The problem isn’t the code. The problem is the barrel. Who guarantees the inventory, the custody chain, the inspection, the quality spec, and the enforceability when something goes wrong? If the token is really a claim on physical crude, this turns into a commodities compliance and auditing business, not a “move fast” app.
If they do pull it off, it’s a real market structure story. Tokenized oil is basically a new rail for collateral, financing, and cross-border trading. Done right, it compresses bid-ask, speeds up margining, and creates new basis trades between on-chain “oil” and traditional benchmarks like WTI and Brent.
📈 Fred's Take: This is tradfi plumbing dressed up as crypto, and that’s the compliment. The winners won’t be the loudest token issuers; they’ll be the firms that can prove custody, audits, and legal enforceability across jurisdictions. If tokenized crude gains traction, it’s bullish for market-makers and exchanges, neutral-to-bullish for oil liquidity, and a reminder that the next crypto cycle won’t be memes, it’ll be collateral.
US-Iran strikes: the market is pricing risk like it’s optional until it isn’t
The US and Iran traded another round of strikes for a second day, after President Trump said he thinks the ceasefire is over. That’s a tight loop: statement, strike, retaliation, rinse, repeat. The situation is fluid, and the risk is not “headline volatility” anymore; it’s operational disruption.
For markets, the transmission mechanism is energy and shipping first, then inflation expectations, then rates. Any hint of constraint around key waterways or regional infrastructure doesn’t need a full shutdown to move crude and distillates. It just needs enough uncertainty to widen risk premia.
Watch the second-order effects: airlines, transports, chemicals, and any consumer-facing names that get squeezed when energy spikes and real wages don’t. Also watch credit. Geopolitical energy shocks show up fast in HY spreads when the market stops believing the soft-landing narrative.
📈 Fred's Take: This is not a “buy the dip in oil” soundbite, it’s a risk management moment. If strikes continue, you own optionality: energy exposure, selective defense, and inflation hedges like TIPS and gold, while trimming rate-sensitive growth that can’t handle a higher inflation floor.

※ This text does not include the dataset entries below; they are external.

PR #1460, opened 2021-09-17
[CIS-1157] Rename ChannelListController linking delegate funcs

b-onc:
And disable `NewChannelQueryUpdater` since delegate funcs take care of this now


evsaev (approved):
LGTM

Sources/StreamChat/Controllers/ChannelListController/ChannelListController.swift
```diff
@@ -356,33 +357,27 @@ public protocol ChatChannelListControllerDelegate: DataControllerStateDelegate {
...
-    
-    /// The controller asks the delegate if the newly updated `ChatChannel` should be unlinked from this Controller's query.
-    /// Defaults to `false`
-    /// - Parameters:
-    ///   - controller: The controller,
-    ///   - shouldUnlinkUpdatedChannel: The newly updated `ChatChannel` instance. This instance is linked to the controller's query.
-    func controller(
-        _ controller: ChatChannelListController,
-        shouldUnlinkUpdatedChannel channel: ChatChannel
+        shouldListUpdatedChannel channel: ChatChannel
```
nuno-vieira, line 380: If these are breaking changes, shouldn't we deprecate them first? We are already in production 4.0.

b-onc: This wasn't released, only on main

nuno-vieira: Hum okay 🤔 Then if we fix the Channel List tests, it should be LGTM

tbarbugli (approved):

Issue #1447, opened 2021-09-13
`unreadCountPublisher` publishes only an initial value (and always zero).


cjmconie:
## What did you do?

Subscribe to `currentUserController`'s `unreadCountPublisher` and receive only initial values of 0. 

To reproduce:

Inside `DemoAppCoordinator` update `presentChat(userCredentials, channelID)` implementation of `connectUser` as follows:
```swift
        ChatClient.shared.connectUser(
            userInfo: .init(id: userCredentials.id, name: userCredentials.name, imageURL: userCredentials.avatarURL),
            token: token
        ) { error in
            if let error = error {
                log.error("connecting the user failed \(error)")
                return
            }
            self.setupRemoteNotifications()
            
            // ----------TEST-----------
            // print out the non-publisher values for comparison
            print("[TEST] unreadCount: \(ChatClient.shared.currentUserController().unreadCount)")
            
            // synchronise (as suggested here: https://github.com/GetStream/stream-chat-swift/issues/1224#issuecomment-876388294)
            ChatClient.shared.currentUserController().synchronize { [weak self] error in
                guard let self = self else { return }
                if let error = error {
                    print("[TEST] synchronize error: \(error)")
                }
                
                // This does not work because the data controller is in state `.initialized` and so `startObservingIfNeeded` returns early?
                // Seems related to: https://github.com/GetStream/stream-chat-swift/issues/1224
                ChatClient.shared.currentUserController().unreadCountPublisher.sink { completion in
                    print("[TEST] unreadCountPublisher completion: \(completion)")
                } receiveValue: { unreadCount in
                    print("[TEST] unreadCountPublisher value: \(unreadCount)")
                }.store(in: &self.cancelBag)
            }
            // ----------TEST-----------
        }
```

## What did you expect to happen?
The `unreadCountPublisher` publisher to publish appropriate values. (Same applies to `currentUserChangePublisher`)

## What happened instead?
The publishers fire with initial values of 0. The non-publisher version `ChatClient.shared.currentUserController().unreadCount` outputs the correct values.

## GetStream Environment
**GetStream Chat version:** 4.0.0
**GetStream Chat frameworks:** StreamChat, StreamChatUI, StreamChatClient, StreamChatCore
**iOS version:** 14.0
**Swift version:** 5.4.2
**Xcode version:** 13 beta 5
**Device:** Any

tbarbugli:
[...]

PR #1462, opened 2021-09-19
CIS-1172 Do not make a weak ref to self, too easy to get confused

tbarbugli:
Removes the `weak self` to avoid issues like these: https://github.com/GetStream/stream-chat-swift/issues/1447


evsaev (approved):
LGTM 👍

evsaev:
Would be really nice to have a unit test + `CHANGELOG` entry for the change made👍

The market will ignore this right up until the moment shipping insurance costs jump and crude gaps higher on a weekend.
AI’s PAC arms race: the bill will be written by whoever shows up with checks
AI companies are spending big on elections because the next regulatory framework is being drafted in real time. Two major industry PACs are pushing competing visions of what “responsible AI” looks like, which is code for who gets compliance costs and who gets market power.
This is the same movie we’ve seen in every frontier industry: regulation starts as “safety,” ends as “barriers to entry,” and incumbents quietly cheer. If lawmakers build a licensing regime, mandatory model audits, compute tracking, or data provenance standards, the biggest players can absorb it. Startups drown in paperwork and legal bills.

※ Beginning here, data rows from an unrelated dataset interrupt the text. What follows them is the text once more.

PR #1866, opened 2022-03-23
[CIS-1523] Create mock web socket client for UI tests

bielikb:
### 🔗 Issue Link
https://stream-io.atlassian.net/browse/CIS-1523
https://stream-io.atlassian.net/browse/CIS-1654
https://stream-io.atlassian.net/browse/CIS-1656
https://stream-io.atlassian.net/browse/CIS-1657

### 🎯 Goal

Bring basic testing infra for UI tests. Please note, that these UI tests are not yet incorporated into our CI.
Testing infra is not done yet and will be gradually improved in upcoming tasks. At the same time, this gives us the possibility to start building automation on a solid foundation.

### 🛠 Implementation

In this PR, we covered several points:

**Chat UI Tests App**
A new UI testing app was added to the project. The purpose of this app is to be used for UI tests only.
UI tests

### Mock Server

**StreamMockServer**
New mocked web socket server runs & acts as actual backend once the UI tests are run. The spoofed web server is run on localhost & will respond/send predefined requests to the running app.
In order to achieve this functionality, we brought [Swifter](https://github.com/httpswift/swifter) as a new dependency to the testing target of our UI test app.

 **Mocked Responses**
To imitate a real API we captured and parametrized `mock responses` for API requests. They act as a template for generating both HTTP and WebSocket responses.

Examples:
* `http_message.json` is used to send messages
* `ws_reaction.json` is used to receive reactions, and so on.

#### 💪 Mock server current capabilities

- Read message
- Send message
- Edit message
- Delete message
- Receive message
- Add reaction
- Remove reaction
- Receive reaction
- Observe participant starts typing
- Observe participant stops typing
- Observe participant edits their message
- Observe participant deletes their message
- Observe participant removes their reaction
 
#### Launch Arguments
To run mocked web socket server, we had to modify the production code.
When `BaseURL` is initialized, we inject the web socket server configuration only if these two following conditions are met:
1. App runs in `Debug` build configuration
2. `USE_MOCK_SERVER` launch argument was passed at the launch of the app. 

Once these two conditions are met, we can start leveraging the power of our `StreamMockServer.`

#### Robot pattern
This work declares three robots (`UserRobot` - acts as end-user, `ParticipantRobot` - serves as another participant in Chat, and `DeviceRobot` - allows us to cover cases such as going to background, foreground, rotating the device).

Example of test written in Robot pattern leveraging the `GIVEN` `WHEN` `THEN` notation.
```swift
func testReceiveMessage() throws {
    let message = "test message"
    let author = "Han Solo"
    
    GIVEN("user opens the channel") {
        userRobot.login().openChannel()
    }
    WHEN("participant sends the message: '\(message)'") {
        participantRobot
            .startTyping()
            .stopTyping()
            .sendMessage(message)
    }
    THEN("the message is delivered") {
        userRobot
            .waitForParticipantsMessage()
            .assertMessageAuthor(author)
    }
}
```
 
#### Pages
To identify & select UI elements on the screen, we declared `pages.` These act as descriptions of the UI elements shown on the UI flow screen. `ChannelListPage` - Channel List, `MessageListPage` - Message List, `ThreadPage` and so on.
 
#### Accessibility Identifiers
To be able to test the `StreamChatUI` SDK, we added accessibility labels to the UI elements.
There are 2 main ways how assigning accessibility labels can happen (to cover all 3ish use cases).

1. Via protocol conformance - this is applied to all SDK's UI Views, Controls, etc. By default, the accessibility identifier matches the name of the class.
```swift
// Protocol that provides accessibility features
protocol AccessibilityView {
    // Identifier for view
    var accessibilityViewIdentifier: String { get }

    // This function is called once the view is being added to the view hierarchy
    func setAccessibilityIdentifier()
}
```

2. Via building function - this covers mostly the case when we declare `View` that doesn't inherit from our `_View`/etc subclass. This function be also leveraged in cases when we declare more than 1 appearance of certain class - eg several container stacks in 1 view hierarchy.

```swift
func withAccessibilityIdentifier(identifier: String) -> Self {
    accessibilityIdentifier = identifier
    return self
}

// Example
open var actionButton: UIButton = UIButton()
    .withAccessibilityIdentifier(identifier: "actionButton")
```

The "chain of responsibility" in this PR currently follows rule like this:
1. If the `View` class was declared in our SDK, it will share the identifier which equals to its class name, eg `ChatMessageCell` instance will get `ChatMessageCell` accessibility identifier set by default.
2. If the `View` is UIKit based and lazily instantiated -> we leverage the `withAccessibilityIdentifier(identifier:)` helper function.

#### fastlane action
`test_e2e_mock` action allows us to run UI tests from the command line.

```
bundle exec fastlane test_e2e_mock device:"iPhone 11"
```

### Showcase
gif

### ☑️ Contributor Checklist

### 🎉 GIF

UI Tests on the way


Sources/StreamChatUI/ChatChannelList/ChatChannelListItemView.swift
```diff
@@ -30,50 +30,63 @@ open class ChatChannelListItemView: _View, ThemeProvider, SwiftUIRepresentable {
...
         .withAdjustingFontForContentSizeCategory
         .withBidirectionalLanguagesSupport
+        .withAccessibilityIdentifier(identifier: "timestampLabel")
     
     /// The view used to show channels avatar.
     open private(set) lazy var avatarView: ChatChannelAvatarView = components
         .channelAvatarView
         .init()
         .withoutAutoresizingMaskConstraints
+        .withAccessibilityIdentifier(identifier: "avatarView")
```
martinmitrevski, line 83: What would happen if the same identifier is used more than once on the same screen? For example, for the avatar, it's easy to name it "avatarView" both as part of the channel list item, as well as in the navigation bar. Maybe we should use less generic identifiers?

Sources/StreamChat/Config/BaseURL.swift
```diff
@@ -46,6 +46,23 @@ public struct BaseURL: CustomStringConvertible {
...
         
         urlString = urlString.trimmingCharacters(in: CharacterSet(charactersIn: "/"))
+
+        // Leverages mocked web socket server when running the UI tests.
+        // Two conditions need to be met in order to leverage the web socket server.
+        //   1. App runs in Debug build configuration
+        //   2. `USE_MOCK_SERVER` is set as launch argument
+        #if DEBUG
+        if ProcessInfo.processInfo.arguments.contains("USE_MOCK_SERVER") {
+            let env = ProcessInfo.processInfo.environment
```
martinmitrevski, line 56: Maybe move this code in a separate private method?

StreamChatUITestsApp/AppDelegate.swift
```diff
@@ -0,0 +1,36 @@
...
+        // Empty root view controller
+        let rootViewController = ViewController()
+
+        /// Embed in navigation controller
+        window = UIWindow()
+        window?.rootViewController = UINavigationController(rootViewController: rootViewController)
+        window?.makeKeyAndVisible()
+    }
+    
+    func disableAnimations() {
```
martinmitrevski, line 30: Out of curiosity - why do we disable animations for the ui tests? I think they are relevant for the UI tests.

StreamChatUITestsApp/StreamChat/StreamChatWrapper.swift
```diff
@@ -0,0 +1,42 @@
+//
+// Copyright © 2022 Stream.io Inc. All rights reserved.
+//
+
+import Foundation
+import StreamChat
+import StreamChatUI
+import UIKit
+
+final class StreamChatWrapper {
```
martinmitrevski, line 10: Nice wrapper 👍  Wonder if we can/should add offline mode support for the UI tests?

StreamChatUITestsAppUITests/Extensions/XCUITest.swift
```diff
@@ -0,0 +1,265 @@
...
+        activate()
+    }
+
+    func bundleId() -> String {
+        Bundle.main.bundleIdentifier ?? ""
+    }
+
+}
+
+extension XCTest {
```
martinmitrevski, line 241: Nice one!

StreamChatUITestsAppUITests/Robots/BasicAssertions.swift
```diff
@@ -0,0 +1,63 @@
+//
+// Copyright © 2022 Stream.io Inc. All rights reserved.
+//
+
+import XCTest
+
+extension Robot {
```
martinmitrevski, line 7: Would be nice to document the methods here, since I guess we will be using them a lot.

StreamChatUITestsAppUITests/Tests/MessagingTests.swift
```diff
@@ -0,0 +1,119 @@
+//
+// Copyright © 2022 Stream.io Inc. All rights reserved.
+//
+
+import XCTest
+
+final class MessagingTests: StreamTestCase {
```
martinmitrevski, line 7: Really like the structure and ease of readability in these tests 👏

StreamChatUITestsAppUITests/Utilities/LaunchArgument.swift
```diff
@@ -0,0 +1,33 @@
...
+
+struct MockServerConfiguration {
+    static var port = Int.random(in: 61000..<62000)
+    static var websocketHost = "ws://localhost"
+    static var httpHost = "http://localhost"
+}
+
+enum EnvironmentVariable: String {
+
+    /// This changes the base url to localhost & assigns port when our LLC is built in Debug build configuration && `USE_MOCK_SERVER` launch argument is set.
```
martinmitrevski, line 15: Would be nice to break down the comment in few lines, it's hardly readable like this.

martinmitrevski (commented):
Great work @bielikb and @alteral, really like how things are structured. I've added few comments. Another concern is the increased app size of almost 700kb. Any idea why is this happening?

Sources/StreamChat/Config/BaseURL.swift
bielikb: @martinmitrevski this logic happens within constructor.  Both `restAPIBaseURL` and `webSocketBaseURL` needs to be set before the `BaseURL` is fully initialized.

One way to leverage `private func` for this logic would be by turning the `restAPIBaseURL` and `webSocketBaseURL` into readonly force unwrapped vars. I would like to avoid that :) 

Let me know your thoughts ;)

Sources/StreamChatUI/ChatChannelList/ChatChannelListItemView.swift
bielikb: Thanks for the comment @martinmitrevski .

Unless 2 views are in the very same view hierarchy, this naming logic won't harm. 
In the other cases, when several containers were used within the same view hiereachy, we applied different accessibility identifiers.

As in, it's always possible to change the identifiers to make them unique.

DemoApp/Info.plist
```diff
@@ -2,6 +2,13 @@
 <!DOCTYPE plist PUBLIC "-//Apple//DTD PLIST 1.0//EN" "http://www.apple.com/DTDs/PropertyList-1.0.dtd">
 <plist version="1.0">
 <dict>
+	<key>NSAppTransportSecurity</key>
+	<dict>
+		<key>NSAllowsLocalNetworking</key>
+		<true/>
+	</dict>
+	<key>LSApplicationCategoryType</key>
+	<string></string>
```
evsaev, line 11: Why do we need this setting for `DemoApp`? Looks like smth required only for `StreamChatUITestsApp`

StreamChatUITestsApp/AppDelegate.swift
bielikb: When running UI tests you want to optimize the time it takes to run single UI tests. Disabling animations is one of the optimizations applied. 
At the moment we don't focus on the definition/performance of the animations. I believe we will have dedicated logic/test target for that particular logic.

Sources/StreamChat/APIClient/Endpoints/Payloads/MessageReactionPayload.swift
```diff
@@ -6,7 +6,7 @@ import Foundation
 
 /// The type describes the incoming message-reaction JSON.
 struct MessageReactionPayload: Decodable {
-    private enum CodingKeys: String, CodingKey, CaseIterable {
+    internal enum CodingKeys: String, CodingKey, CaseIterable {
```
evsaev, line 9: That's a good one to be discussed. I would either always explicitly specify the `internal` access level or always skip it. I'm OK with both as long as we're have consistency
```suggestion
    enum CodingKeys: String, CodingKey, CaseIterable {
```

StreamChatUITestsApp/StreamChat/StreamChatWrapper.swift
bielikb: That part is planned in our epic (CIS-1509) - see tasks.

This PR provides basic testing infra in place that already allows us (not only me & Alex) to build a robust test suite for the most common cases.

StreamChatUITestsAppUITests/Robots/BasicAssertions.swift
bielikb: @martinmitrevski Thanks for the comment. We will add more comments to this section :)

StreamChatUITestsAppUITests/Utilities/LaunchArgument.swift
bielikb: Thanks for the comment!. Will do:)

Sources/StreamChatUI/ChatChannelList/ChatChannelListItemView.swift
martinmitrevski: thanks for the clarification @bielikb 👍

DemoApp/Info.plist
bielikb: Good catch! :)

Sources/StreamChat/Config/BaseURL.swift
martinmitrevski: also not a fan of force unwrapping them. :) Well, in that case, either make the private func static or leave everything as it is. In any case, not a major thing to spend time on.

bielikb: Thanks. Ill keep this discussion open, it's a good comment - I also spent some time playing around alternatives prior opening this PR == Im open for suggestions :)

Sources/StreamChatUI/CommonViews/BaseViews.swift
```diff
@@ -6,6 +6,46 @@ import Foundation
...
+        "\(type(of: self))"
+    }
+
+    func setAccessibilityIdentifier() {
+        accessibilityIdentifier = accessibilityViewIdentifier
+    }
+}
+
+@propertyWrapper
+public struct AccessibleView<T: UIView> {
```
evsaev, line 29: All UI components instantiate their subviews **lazily** -> a property wrapper is not applicable for UI components except message content view but increases public API surface with smth not directly related to chat. Using internal `withAccessibilityIdentifier` in message content view feels more reasonable, tbh

Sources/StreamChat/Config/BaseURL.swift
martinmitrevski: Maybe sth like this, but not sure if it brings any additional value: 
```swift
        #if DEBUG
        if ProcessInfo.processInfo.arguments.contains("USE_MOCK_SERVER") {
            let mockServerUrls = Self.mockServerUrls(with: urlString)
            restAPIBaseURL = mockServerUrls.restAPIBaseURL
            webSocketBaseURL = mockServerUrls.webSocketBaseURL
            return
        }
        #endif
```

```swift
private static func mockServerUrls(with urlString: String) -> (restAPIBaseURL: URL, webSocketBaseURL: URL) {
        let env = ProcessInfo.processInfo.environment
        let httpHost = env["MOCK_SERVER_HTTP_HOST"] ?? "https://\(urlString)/"
        let websocketHost = env["MOCK_SERVER_WEBSOCKET_HOST"] ?? "wss://\(urlString)/"
        let port = env["MOCK_SERVER_PORT"] ?? "443"
        let restAPIBaseURL = URL(string: "\(httpHost):\(port)/")!
        let webSocketBaseURL = URL(string: "\(websocketHost):\(port)/")!
        return (restAPIBaseURL: restAPIBaseURL, webSocketBaseURL: webSocketBaseURL)
    }
```

StreamChatUITestsApp/StreamChat/ChannelListVC.swift
```diff
@@ -0,0 +1,18 @@
...
+import StreamChatUI
+
+final class ChannelListVC: ChatChannelListVC {
+
+    override func viewDidLoad() {
+        super.viewDidLoad()
+        // Do any additional setup after loading the view.
+        
+        let query = ChannelListQuery.init(filter: .containMembers(userIds: [ChatClient.shared.currentUserId!]))
+        self.controller = ChatClient.shared.channelListController(query: query)
```
evsaev, line 16: That seems like a miss-use 🙂

In `super.viewDidLoad` custom VC lifecycle methods are triggered (`setUp/etc.`) where `controller` property is accessed. Since we assign `controller` after `super.viewDidLoad` it would crash because in `setUp` a controller would be nil. However, it's not crashing because `controller` is already assigned in `StreamChatWrapper.makeChannelListViewController` but here we create & assign another LLC controller instance.

The right way would be to remove this custom subclass and user factory method `ChatChannelListVC.make` in `makeChannelListViewController` that ensures `controller` is assigned before the VC is shown:

```swift
func makeChannelListViewController() -> UIViewController {
        // UI
        let query = ChannelListQuery(filter: .containMembers(userIds: [userCredentials?.id ?? ""]))
        let controller = ChatClient.shared.channelListController(query: query)
        
        return ChatChannelListVC.make(with: controller)
    }
```

StreamChatUITestsAppUITests/Utilities/LaunchArgument.swift
```diff
@@ -0,0 +1,33 @@
...
+
+extension ProcessInfo {
+    static func contains(_ argument: LaunchArgument) -> Bool {
+        processInfo.arguments.contains(argument.rawValue)
+    }
+
+    static subscript(_ environmentVariable: EnvironmentVariable) -> String? {
+        processInfo.environment[environmentVariable.rawValue]
+    }
+}
```
evsaev, line 33: Are we using those helpers?

Sources/StreamChatUI/CommonViews/BaseViews.swift
bielikb: Hi @evsaev thanks for the commentt.

 All 3 cases how we're setting the accesibility identifiers are explained in the PR description. 


"All UI components instantiate their subviews lazily" - this claim is not true. There are cases when the views are not instantiated lazily, but rather kept `nil`. In those cases the property wrapper makes sense. It also allows us to leverage similar semantics in our custom apps. I see the benefit of this solution.

StreamChatUITestsAppUITests/MockServer/MockServerAttributes.swift
```diff
@@ -0,0 +1,47 @@
...
+    static var reaction = "/messages/:message_id/reaction"
+    static var reactionUpdate = "/messages/:message_id/reaction/:reaction_type"
+    static var channels = "/channels"
+    static var query = "/channels/messaging/:channel_id/query"
+}
+
+enum MessageTypes: String {
+    case regular
+    case deleted
+}
```
evsaev, line 32: nit: I would reuse domain types from LLC (e.g. `MessageType`, `MessageReactionType`) where possible so things don't go out of sync.

StreamChatUITestsAppUITests/MockServer/MockServerAttributes.swift
```diff
@@ -0,0 +1,47 @@
...
+    static var connect = "/connect"
+    static var message = "/channels/messaging/:channel_id/message"
+    static var messageUpdate = "/messages/:message_id"
+    static var event = "/channels/messaging/:channel_id/event"
+    static var messageRead = "/channels/messaging/:channel_id/read"
+    static var reaction = "/messages/:message_id/reaction"
+    static var reactionUpdate = "/messages/:message_id/reaction/:reaction_type"
+    static var channels = "/channels"
+    static var query = "/channels/messaging/:channel_id/query"
+}
```
evsaev, line 27:
```suggestion
enum MockEndpoints {
    static let connect = "/connect"
    static let message = "/channels/messaging/:channel_id/message"
    static let messageUpdate = "/messages/:message_id"
    static let event = "/channels/messaging/:channel_id/event"
    static let messageRead = "/channels/messaging/:channel_id/read"
    static let reaction = "/messages/:message_id/reaction"
    static let reactionUpdate = "/messages/:message_id/reaction/:reaction_type"
    static let channels = "/channels"
    static let query = "/channels/messaging/:channel_id/query"
}
```

evsaev: Would be nice to reuse `EndpointPath` one time

StreamChatUITestsApp/StreamChat/User.swift
```diff
@@ -0,0 +1,28 @@
...
+// Copyright © 2021 Stream.io Inc. All rights reserved.
+//
+
+import Foundation
+import StreamChat
+
+let apiKey = "8br4watad788"
+let applicationGroupIdentifier = "group.io.getstream.iOS.StreamChatUITestsApp"
+
+public struct UserCredentials {
```
evsaev, line 11:
```suggestion
struct UserCredentials {
```

evsaev (commented):
@bielikb @alteral that's an incredible chunk of work 😍 I'm very happy with how simple it is to write a UI test, well-done guys 👏 Submitting what I've spotted so far and will have 2nd review round tomorrow morning

StreamChatUITestsAppUITests/Utilities/LaunchArgument.swift
bielikb: This code will be used in following PRs. 

It was used also for dev purposes == we will keep it in place for now == the aim of this PR is to bring basic testing infra in place.

Sources/StreamChatUI/CommonViews/BaseViews.swift
evsaev: It's only `ChatMessageCell/ChatMessageContentView` which are special, that's true for the rest of the UI codebase. Having multiple ways of doing the same thing (setting accessibility identifier in our case) is what we'd like to avoid as it's not obvious which way to choose 🙂

> similar semantics in our custom apps

Which apps do you mean?

StreamChatUITestsAppUITests/Utilities/LaunchArgument.swift
bielikb: Done ;)

StreamChatUITestsApp/StreamChat/User.swift
bielikb: Done :)

StreamChatUITestsApp/StreamChat/ChannelListVC.swift
bielikb: Thanks for the insight. Done :)

StreamChatUITestsAppUITests/Pages/MessageListPage.swift
```diff
@@ -0,0 +1,147 @@
...
+        
+        private static func action(label: String) -> XCUIElement {
+            let predicate = NSPredicate(format: "label LIKE '\(label)'")
+            return app.otherElements[id].staticTexts.matching(predicate).firstMatch
+        }
+    }
+    
+    struct Attributes {
+        static func reactionButton(messageCell: XCUIElement) -> XCUIElement {
+            messageCell.buttons["ChatMessageReactionItemView"]
```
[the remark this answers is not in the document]
bielikb: Good call. Noted down. We will revisit this comment once the test suite becomes more mature.

StreamChatUITestsAppUITests/Pages/MessageListPage.swift
```diff
@@ -0,0 +1,147 @@
...
+    struct Composer {
+        static var sendButton: XCUIElement { app.buttons["SendButton"] }
+        static var confirmButton: XCUIElement { app.buttons["ConfirmButton"] }
+        static var attachmentButton: XCUIElement { app.buttons["AttachmentButton"] }
+        static var commandButton: XCUIElement { app.buttons["CommandButton"] }
+        static var inputField: XCUIElement { app.otherElements["InputChatMessageView"] }
+    }
+    
+    
+    struct Reactions {
```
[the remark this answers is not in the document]
bielikb: Yeah sure. good call. Incoming :)

Sources/StreamChatUI/CommonViews/BaseViews.swift
bielikb: @evsaev Thanks for comment. There will always be at least 2-3 ways how & where to assign the accessibility identifier irregardless what helpers we provide.

The "chain of command" comes like this.
1. If the `View` class was declared in our SDK, it will share the identifier == to its class name
2. If the `View` is UIKit based and lazily instantiated -> we leverage the `with` helper
3. If the general `View` (irregardless of where it was defined) is declared we will leverage the property wrapper.

The rule of thumb is laziness of the engineer here. The accessibility identifiers should live as close to the property declaration as possible, so at glance you'd be able to say what's the accessibility identifier of given element. This comes with the time benefit when eg writing the UI tests for your new feature.

martinmitrevski (approved):
LGTM ✅  Before merging, please make sure the emerge checks don't show big increase to the app size, since I've read somewhere you've already addressed the issue.

StreamChatUITestsAppUITests/Robots/BasicAssertions.swift
alteral: @martinmitrevski, covered the Robots with the docs, thanks! 🙂

Sources/StreamChatUI/CommonViews/BaseViews.swift
bielikb: @evsaev  I parked the `@propertyWrapper` for now.
The plan here is to leverage the testing suite also by our integrators. Giving us & them simple semantic to set accessibility identifier is valuable and help to spread the consistency and to keep the identifiers as close to the view declaration as possible.

bielikb: Meaning. We will provide that `propertyWrapper` at later stage. For now, we need to progress with this work. So guess reverting this functionality unblocks this PR.

evsaev (approved):
🚢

Markets should treat this as a structural factor for margins. Regulation can slow velocity but it can also cement moats. The near-term risk is headline whiplash and litigation. The long-term trade is clearer: the winners are the platforms that can comply at scale and the picks-and-shovels that sell compliance tooling.
📈 Fred's Take: AI regulation is inevitable; the only real question is whether it’s written as a safety standard or a cartel blueprint. If you’re invested in AI, stop pretending policy is noise: it’s now a line item in your valuation model. I’d rather own the scaled compute, the core software platforms, and the security/compliance stack than the mid-tier model shops that get regulated into irrelevance.
📎 CNBC
Image via Fox Business
Freedom Fuel: cheap gas is back, and it’s a political trade with real CPI impact
The first Freedom Fuel gas station opened in Philadelphia, with the White House highlighting prices about 50 cents below the statewide average as part of a broader rollout. This is retail price engineering with a campaign wrapper: visible relief at the pump, right where voters feel inflation.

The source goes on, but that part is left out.